X86 peephole optimization

So I've been working on what amounts to peephole optimization because
my application is absolutely blowing up from poor instruction selection.

For example, this is just wrong:

0000000000005df3 btq $0x16, %rax

I thought that maybe there was a peephole optimizer which 'relaxed' this BTQ
into a normal BT $0x16,EAX but that line is the actual output from otool.
This should be handled in a peephole pass for X86 which doesn't currently
exist.

So I'm writing it.

This pass obviates the patch I submitted for LowerToBT() which can be
dropped.
I also think there's a lot of instruction selection gymnastics which would
be
better postponed as well. Better to do that all in one pass and in one
place.
But that's for later.

I'm currently handling this BTQ REX problem as well as substituting in the
smallest
and/or fastest BT or TEST instruction. I'll be adding support for
accumulator
and short instruction forms.

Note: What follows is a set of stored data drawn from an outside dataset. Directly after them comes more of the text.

PR #9867, opened 2024-02-07
Desktop: Fixes #9436: Fixed notebook names with restricted characters being exported to the same folder

### LINKED ISSUE #9436: During Markdown export, folders that differ only by one special character are lost
### Operating system

Windows

### Joplin version

2.13.6

### Desktop version info

Joplin 2.13.6 (dev, win32)

Client ID: 7ff86a7f457d478e9dd5868ba2227a09
Sync Version: 3
Profile Version: 44
Keychain Supported: Yes

Revision: e7dd981

### Current behaviour

1. Create a notebook `Test>1` with some random note
2. Create a notebook `Test<1` with some random note
3. Create a notebook `Test?1` with some random note in the notebook `Test>1`
4. Select `File` > `Export all` > `MD Markdown` or `MD Markdown + Front Matter` 
5. Select destination folder

grafik

All notes are exported to the same folder `Test_1` and the other folder is lost thereby also the structure of the notes.
grafik

Content of the First `Test_1` folder:
grafik

### Expected behaviour

All folders should be preserved, possibly with the addition of a number like the frist folder would be `Test_1` and the next one `Test_1_1`

### Logs

_No response_

pedr:
Fixes https://github.com/laurent22/joplin/issues/9436

Fixes the bug where different notebook content would end up in different folders during Markdown and HTML export.

### Description 

The bug happened when a folder had a character that was blacklisted. In the exporter logic any blacklisted character is replaced by an underscore, meaning that different folders `Folder>1` and `Folder<1` would end up being "exported" to the same location in the filesystem.

To address this I made the change to append part of the `item.id` to the folder name when this can happen.

I also refactored a bit of the `makeDirPath_` method, extracting part of the logic to another one `findRelativePathToRoot` to make the code simpler to understand.

### Testing

I added one test to the `InteropService` testing the Html Interop implementation and another one to the `InteropService_Exporter_md`, but maybe it is not enough. Adding tests for the InteropService is a little strange because we don't have much feedback of what is happening, so I created a function to return the content of a folder to help investigate the result of the exporter.

1. Create a notebook `Test>1` with some random note
2. Create a notebook `Test<1` with some random note
4. Select `File` > `Export all` > `MD Markdown`, `MD Markdown + Front Matter` or `HTML`
5. Select destination folder
6. Before this PR, both notes would end up in the same folder, after this there should be two folders each with one note.

### DIFF
--- a/packages/lib/services/interop/InteropService.test.ts
+++ b/packages/lib/services/interop/InteropService.test.ts
@@ -1,5 +1,5 @@
 import InteropService from '../../services/interop/InteropService';
-import { CustomExportContext, CustomImportContext, ExportModuleOutputFormat, ModuleType } from '../../services/interop/types';
+import { CustomExportContext, CustomImportContext, ExportModuleOutputFormat, FileSystemItem, ModuleType } from '../../services/interop/types';
 import shim from '../../shim';
 import { fileContentEqual, setupDatabaseAndSynchronizer, switchClient, checkThrowAsync, exportDir, supportDir } from '../../testing/test-utils';
 import Folder from '../../models/Folder';
@@ -13,6 +13,7 @@ import * as ArrayUtils from '../../ArrayUtils';
 import InteropService_Importer_Custom from './InteropService_Importer_Custom';
 import InteropService_Exporter_Custom from './InteropService_Exporter_Custom';
 import Module, { makeExportModule, makeImportModule } from './Module';
+import { join } from 'node:path';
 
 async function recreateExportDir() {
 	const dir = exportDir();
@@ -82,6 +83,33 @@ function memoryExportModule() {
 
 	return { result, module };
 }
+
+const getFilesAndFolders = (folderPath: string) => {
+	const traverseFolder = (folderPath: string) => {
+		let files: string[] = [];
+		const items = fs.readdirSync(folderPath);
+		for (const item of items) {
+			const itemPath = join(folderPath, item);
+			const stats = fs.statSync(itemPath);
+			if (stats.isDirectory()) {
+				files.push(`${itemPath}/`);
+				files = files.concat(traverseFolder(itemPath));
+			} else if (stats.isFile()) {
+				files.push(itemPath);
+			}
+		}
+		return files;
+	};
+
+	const files = traverseFolder(folderPath);
+	const relativePathToDirectory = files.map(f => {
+		const relevantDirectory = f.split(join(folderPath))[1];
+		// removes leading slash
+		return relevantDirectory.slice(1, relevantDirectory.length);
+	});
+
+	return relativePathToDirectory;
+};
 
 describe('services_InteropService', () => {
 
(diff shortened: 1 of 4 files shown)


packages/lib/services/interop/InteropService.test.ts
```diff
@@ -645,5 +673,30 @@ describe('services_InteropService', () => {
...
+		});
+
+		const fileAndFolders = getFilesAndFolders(exportDir());
+		const uniqueRootFolders = [... new Set(fileAndFolders.map(f => f.split('/')[0]))];
+		const pathToNote1 = fileAndFolders.find(f => f.includes('note1.html'));
+		const pathToNote2 = fileAndFolders.find(f => f.includes('note2.html'));
+
+		expect(uniqueRootFolders.length).toBe(2);
+		expect(await shim.fsDriver().exists(`${exportDir()}/${pathToNote1}`)).toBe(true);
+		expect(await shim.fsDriver().exists(`${exportDir()}/${pathToNote2}`)).toBe(true);
```
laurent22: Could you also add a test to check that the folder has the expected name too? (I feel it's the kind of thing that could break in future changes)

laurent22 (commented):
Thanks Pedro. Also how does this change work with the banned filenames (NUL, CON, etc.)? If they are now processed differently could you add some tests to see the result?

pedr:
Testing it now I realize there is another bug with this feature. If you have two notebooks with the same name the content of both get exported to the same folder

packages/lib/services/interop/InteropService.test.ts
pedr: I did that by including like the following:

```ts
		const shouldBeFolder1 = uniqueRootFolders.find(f => f.includes(folder1.id.slice(0, 6)));
		const shouldBeFolder2 = uniqueRootFolders.find(f => f.includes(folder2.id.slice(0, 6)));
		expect(pathToNote1.includes(shouldBeFolder1)).toBe(true);
		expect(pathToNote2.includes(shouldBeFolder2)).toBe(true);
		
```

pedr:
> Thanks Pedro. Also how does this change work with the banned filenames (NUL, CON, etc.)? If they are now processed differently could you add some tests to see the result?

Yes, they are also affected. I added test for these case too

I also included a test to verify that the "normal folders" aren't affected and made the test run for the HTML and Markdown exporter with jest `it.each`.

pedr:
> Testing it now I realize there is another bug with this feature. If you have two notebooks with the same name the content of both get exported to the same folder

Do you think there is an issue for this? I don't think I can fix this problem right now

laurent22:
Hmm, I don't know. The current fix is not particularly elegant but that's understandable because it's hard to do something else. On the other hand if it doesn't even really fix all cases I wonder if we should make the change. That Markdown exporter is poorly written so maybe we need to refactor it first

PR #9880, opened 2024-02-08
Chore: Desktop: Fix test failure (test for `restartInSafeModeFromMain`)

personalizedrefrigerator:
# Summary

A mock for `bridge.ts` needed to be updated to support the new `appName` function. (See [comment](https://github.com/laurent22/joplin/commit/07aba918a075555caf7b31a9c9a25ed09fe5e257#r138402984)).

# Notes

Ideally, we wouldn't mock `bridge()`. However, `initBridge` depends on `ElectronAppWrapper` (which depends on `electron`).

An alternative could be to allow `wrapper: ElectronAppWrapper` to be `null` in tests. However, this may still require mocking for some functions. For example, `bridge().env()` currently calls `electronWrapper_.env()`.

### DIFF
--- a/packages/app-desktop/utils/restartInSafeModeFromMain.test.ts
+++ b/packages/app-desktop/utils/restartInSafeModeFromMain.test.ts
@@ -14,7 +14,7 @@ jest.doMock('../bridge', () => ({
 			// Only the following arguments are used.
 			'--profile', currentProfileDirectory,
 		],
-		env: () => 'dev',
+		appName: () => 'joplindev-desktop',
 	}),
 }));
 


laurent22:
Oh I didn't see that pull request, thanks for fixing it, but I just already did in this commit: 4b7f0bfbb9888bc531f32bbd60c6f7d22a596df1

Indeed the dependencies and initialisation sequence is not ideal at the moment for testing. And there's a number of variables such as appName, appId, etc. that should have been setup on the main process so that we can access them there (I made some of them accessible now as that was required for the Sentry setup).

PR #9883, opened 2024-02-08
docs(turndown): explain how to get TypeScript typings

maxpatiiuk:
Add a short explanation for how users of `@joplin/turndown` can get TypeScript typings by piggy-backing on the typings from the original `turndown` library.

This could be merged with X86FixupLEAs
and perhaps X86CallFrameOptimization as they perform similar tasks.
At least they could be put in the same file if not the same pass.

BTW, I still believe my Const Hoisting patch is very necessary.
This peephole optimizer doesn't change that at all.

Chris

And now I see X86MCInstLower which doesn't handle BT.
I'll see if I can just add the missing cases to that.
Indeed, that should be a LOT easier.